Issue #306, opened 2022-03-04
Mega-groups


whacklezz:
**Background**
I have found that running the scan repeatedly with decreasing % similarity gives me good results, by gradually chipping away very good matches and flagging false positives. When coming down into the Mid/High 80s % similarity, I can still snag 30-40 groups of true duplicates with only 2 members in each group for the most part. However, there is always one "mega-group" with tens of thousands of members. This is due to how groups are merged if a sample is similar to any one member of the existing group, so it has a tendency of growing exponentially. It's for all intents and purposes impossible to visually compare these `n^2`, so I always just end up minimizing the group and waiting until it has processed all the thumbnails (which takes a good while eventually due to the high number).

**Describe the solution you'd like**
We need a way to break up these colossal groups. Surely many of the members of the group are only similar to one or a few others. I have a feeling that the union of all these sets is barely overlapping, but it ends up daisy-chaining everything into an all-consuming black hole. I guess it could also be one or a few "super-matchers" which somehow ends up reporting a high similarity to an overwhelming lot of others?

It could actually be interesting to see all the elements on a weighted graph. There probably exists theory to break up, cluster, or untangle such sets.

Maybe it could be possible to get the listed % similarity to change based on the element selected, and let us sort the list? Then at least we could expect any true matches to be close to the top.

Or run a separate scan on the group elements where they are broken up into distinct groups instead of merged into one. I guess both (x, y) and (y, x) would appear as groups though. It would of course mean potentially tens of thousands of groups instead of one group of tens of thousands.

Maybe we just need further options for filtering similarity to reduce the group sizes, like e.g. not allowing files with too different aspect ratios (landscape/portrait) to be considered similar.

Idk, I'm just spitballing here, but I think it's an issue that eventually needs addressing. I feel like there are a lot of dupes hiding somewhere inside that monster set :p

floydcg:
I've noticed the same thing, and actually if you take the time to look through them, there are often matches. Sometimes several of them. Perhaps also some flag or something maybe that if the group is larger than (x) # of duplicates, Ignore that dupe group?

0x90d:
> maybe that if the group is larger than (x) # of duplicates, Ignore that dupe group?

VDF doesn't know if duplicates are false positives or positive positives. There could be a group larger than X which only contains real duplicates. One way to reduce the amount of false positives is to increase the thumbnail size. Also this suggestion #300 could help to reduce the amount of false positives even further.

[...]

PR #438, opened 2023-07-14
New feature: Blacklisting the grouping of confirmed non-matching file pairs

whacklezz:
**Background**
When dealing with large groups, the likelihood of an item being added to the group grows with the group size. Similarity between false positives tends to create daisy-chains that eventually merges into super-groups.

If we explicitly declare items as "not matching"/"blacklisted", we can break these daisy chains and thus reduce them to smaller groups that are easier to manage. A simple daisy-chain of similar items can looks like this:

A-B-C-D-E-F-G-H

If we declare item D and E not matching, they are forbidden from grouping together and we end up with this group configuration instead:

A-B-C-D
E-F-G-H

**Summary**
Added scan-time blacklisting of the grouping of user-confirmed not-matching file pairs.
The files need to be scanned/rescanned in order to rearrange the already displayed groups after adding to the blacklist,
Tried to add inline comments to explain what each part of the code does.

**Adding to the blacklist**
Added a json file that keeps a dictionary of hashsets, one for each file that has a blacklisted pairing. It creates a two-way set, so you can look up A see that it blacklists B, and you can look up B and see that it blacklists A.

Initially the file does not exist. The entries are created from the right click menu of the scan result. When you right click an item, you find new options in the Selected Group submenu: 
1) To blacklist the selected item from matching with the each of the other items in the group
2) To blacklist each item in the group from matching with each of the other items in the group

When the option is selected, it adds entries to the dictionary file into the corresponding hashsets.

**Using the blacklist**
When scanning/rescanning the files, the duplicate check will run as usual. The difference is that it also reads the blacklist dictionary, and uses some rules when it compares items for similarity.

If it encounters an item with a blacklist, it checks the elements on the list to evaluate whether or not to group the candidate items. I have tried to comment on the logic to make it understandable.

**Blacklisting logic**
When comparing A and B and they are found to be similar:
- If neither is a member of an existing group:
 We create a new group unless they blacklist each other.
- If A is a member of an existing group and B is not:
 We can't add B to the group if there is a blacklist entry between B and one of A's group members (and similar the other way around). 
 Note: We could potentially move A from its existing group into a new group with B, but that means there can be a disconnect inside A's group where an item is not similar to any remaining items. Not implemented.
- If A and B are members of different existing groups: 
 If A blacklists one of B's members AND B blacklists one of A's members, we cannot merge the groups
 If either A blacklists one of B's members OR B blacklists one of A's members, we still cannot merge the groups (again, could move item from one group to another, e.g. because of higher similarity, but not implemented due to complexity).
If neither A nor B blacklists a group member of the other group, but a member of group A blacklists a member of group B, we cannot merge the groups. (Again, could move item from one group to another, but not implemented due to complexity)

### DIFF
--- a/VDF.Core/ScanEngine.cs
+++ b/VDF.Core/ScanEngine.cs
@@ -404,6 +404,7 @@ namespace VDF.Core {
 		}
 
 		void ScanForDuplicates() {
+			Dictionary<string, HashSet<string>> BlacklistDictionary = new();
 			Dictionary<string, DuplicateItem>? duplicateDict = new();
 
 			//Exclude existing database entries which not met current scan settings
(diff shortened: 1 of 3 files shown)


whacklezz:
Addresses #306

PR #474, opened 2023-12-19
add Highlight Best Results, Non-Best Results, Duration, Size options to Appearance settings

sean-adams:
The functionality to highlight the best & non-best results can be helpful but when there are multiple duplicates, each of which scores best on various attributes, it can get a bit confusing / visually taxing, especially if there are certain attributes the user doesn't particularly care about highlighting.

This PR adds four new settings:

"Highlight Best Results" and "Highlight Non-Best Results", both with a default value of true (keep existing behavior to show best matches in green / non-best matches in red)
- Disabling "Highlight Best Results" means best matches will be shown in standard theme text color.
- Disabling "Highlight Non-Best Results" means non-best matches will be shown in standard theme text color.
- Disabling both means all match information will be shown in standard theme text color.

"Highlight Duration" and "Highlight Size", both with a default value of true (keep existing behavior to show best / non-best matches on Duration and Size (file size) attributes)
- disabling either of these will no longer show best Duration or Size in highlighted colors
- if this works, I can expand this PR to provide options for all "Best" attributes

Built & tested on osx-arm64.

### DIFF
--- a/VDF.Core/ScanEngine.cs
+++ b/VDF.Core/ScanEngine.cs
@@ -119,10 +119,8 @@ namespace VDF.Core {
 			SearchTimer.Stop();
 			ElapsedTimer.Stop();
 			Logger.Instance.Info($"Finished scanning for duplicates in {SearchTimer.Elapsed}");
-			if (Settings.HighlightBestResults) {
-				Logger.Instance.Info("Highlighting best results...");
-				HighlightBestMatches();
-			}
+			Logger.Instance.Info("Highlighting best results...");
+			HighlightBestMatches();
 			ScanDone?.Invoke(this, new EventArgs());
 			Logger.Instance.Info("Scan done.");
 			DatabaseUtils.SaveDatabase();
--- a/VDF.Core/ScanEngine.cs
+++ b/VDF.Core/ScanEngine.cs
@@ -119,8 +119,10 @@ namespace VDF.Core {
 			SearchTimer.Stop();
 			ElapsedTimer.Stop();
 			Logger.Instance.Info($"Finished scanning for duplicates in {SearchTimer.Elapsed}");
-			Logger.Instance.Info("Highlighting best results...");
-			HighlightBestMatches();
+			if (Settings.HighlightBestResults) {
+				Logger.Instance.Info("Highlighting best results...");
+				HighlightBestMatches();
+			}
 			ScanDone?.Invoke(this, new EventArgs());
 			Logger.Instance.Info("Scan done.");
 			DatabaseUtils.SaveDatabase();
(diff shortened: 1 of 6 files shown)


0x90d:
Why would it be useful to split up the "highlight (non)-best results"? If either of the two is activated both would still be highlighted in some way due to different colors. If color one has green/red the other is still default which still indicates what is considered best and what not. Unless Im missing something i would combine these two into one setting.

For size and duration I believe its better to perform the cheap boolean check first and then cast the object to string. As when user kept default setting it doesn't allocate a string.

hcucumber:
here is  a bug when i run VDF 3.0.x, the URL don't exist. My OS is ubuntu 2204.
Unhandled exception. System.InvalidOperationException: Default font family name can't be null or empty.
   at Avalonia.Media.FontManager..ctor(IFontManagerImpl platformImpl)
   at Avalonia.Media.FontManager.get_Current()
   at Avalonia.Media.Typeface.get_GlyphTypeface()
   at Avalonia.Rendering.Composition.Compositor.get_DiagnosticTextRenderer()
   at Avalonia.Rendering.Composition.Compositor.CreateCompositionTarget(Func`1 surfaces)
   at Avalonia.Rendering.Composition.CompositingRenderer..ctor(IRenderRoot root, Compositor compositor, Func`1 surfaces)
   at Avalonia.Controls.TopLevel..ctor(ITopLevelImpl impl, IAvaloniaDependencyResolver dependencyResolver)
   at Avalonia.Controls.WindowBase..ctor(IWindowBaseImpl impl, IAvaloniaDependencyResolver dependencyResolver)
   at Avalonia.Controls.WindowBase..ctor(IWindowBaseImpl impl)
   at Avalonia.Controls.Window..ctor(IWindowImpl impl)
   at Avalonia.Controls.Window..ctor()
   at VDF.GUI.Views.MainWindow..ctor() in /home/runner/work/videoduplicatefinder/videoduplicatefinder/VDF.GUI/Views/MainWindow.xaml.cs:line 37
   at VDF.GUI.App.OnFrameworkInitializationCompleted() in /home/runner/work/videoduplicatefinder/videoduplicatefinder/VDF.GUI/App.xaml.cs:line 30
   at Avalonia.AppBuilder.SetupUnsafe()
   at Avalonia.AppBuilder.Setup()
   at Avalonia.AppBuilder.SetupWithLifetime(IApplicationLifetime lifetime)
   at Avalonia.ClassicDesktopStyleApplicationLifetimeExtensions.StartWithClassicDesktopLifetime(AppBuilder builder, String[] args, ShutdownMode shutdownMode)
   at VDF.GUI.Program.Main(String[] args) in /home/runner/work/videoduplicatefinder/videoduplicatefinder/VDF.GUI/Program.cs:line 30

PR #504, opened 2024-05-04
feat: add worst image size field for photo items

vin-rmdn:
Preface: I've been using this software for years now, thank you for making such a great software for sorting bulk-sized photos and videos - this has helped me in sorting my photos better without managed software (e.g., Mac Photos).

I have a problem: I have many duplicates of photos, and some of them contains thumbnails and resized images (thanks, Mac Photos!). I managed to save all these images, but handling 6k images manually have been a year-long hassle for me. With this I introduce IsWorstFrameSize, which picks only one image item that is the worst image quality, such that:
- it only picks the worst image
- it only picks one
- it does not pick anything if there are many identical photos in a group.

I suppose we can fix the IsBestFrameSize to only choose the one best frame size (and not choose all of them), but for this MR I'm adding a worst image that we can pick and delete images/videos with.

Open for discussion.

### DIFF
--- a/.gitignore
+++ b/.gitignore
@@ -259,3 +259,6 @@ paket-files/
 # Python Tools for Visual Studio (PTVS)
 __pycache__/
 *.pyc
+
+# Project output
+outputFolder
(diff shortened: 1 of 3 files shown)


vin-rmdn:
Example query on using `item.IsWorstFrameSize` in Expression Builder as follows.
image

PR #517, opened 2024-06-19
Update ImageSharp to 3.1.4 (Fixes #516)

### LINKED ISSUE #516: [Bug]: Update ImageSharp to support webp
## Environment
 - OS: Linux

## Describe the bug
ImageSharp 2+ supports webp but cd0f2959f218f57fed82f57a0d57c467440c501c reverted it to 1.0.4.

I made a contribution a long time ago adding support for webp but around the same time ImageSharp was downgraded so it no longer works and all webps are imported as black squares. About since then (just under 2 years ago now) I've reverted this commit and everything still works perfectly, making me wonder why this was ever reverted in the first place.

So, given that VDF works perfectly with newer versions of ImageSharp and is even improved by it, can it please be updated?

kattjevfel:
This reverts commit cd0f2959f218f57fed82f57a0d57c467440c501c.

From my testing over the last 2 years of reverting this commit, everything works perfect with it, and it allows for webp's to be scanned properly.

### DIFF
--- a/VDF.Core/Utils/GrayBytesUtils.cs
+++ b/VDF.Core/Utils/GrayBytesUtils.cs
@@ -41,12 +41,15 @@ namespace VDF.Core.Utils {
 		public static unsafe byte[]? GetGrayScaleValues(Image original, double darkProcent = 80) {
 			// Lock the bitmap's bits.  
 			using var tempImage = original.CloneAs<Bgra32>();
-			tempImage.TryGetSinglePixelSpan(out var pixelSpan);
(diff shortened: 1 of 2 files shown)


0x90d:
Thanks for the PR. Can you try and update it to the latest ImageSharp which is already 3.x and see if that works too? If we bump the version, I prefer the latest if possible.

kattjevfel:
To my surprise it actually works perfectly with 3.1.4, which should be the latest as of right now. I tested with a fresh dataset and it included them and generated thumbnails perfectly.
====
How to complete this task |
Within the data above, the lines from the one with "This PR adds" to the one with "matches in red)" must be repeated exactly; no other line belongs in the answer.

Answer |
This PR adds four new settings:

"Highlight Best Results" and "Highlight Non-Best Results", both with a default value of true (keep existing behavior to show best matches in green / non-best matches in red)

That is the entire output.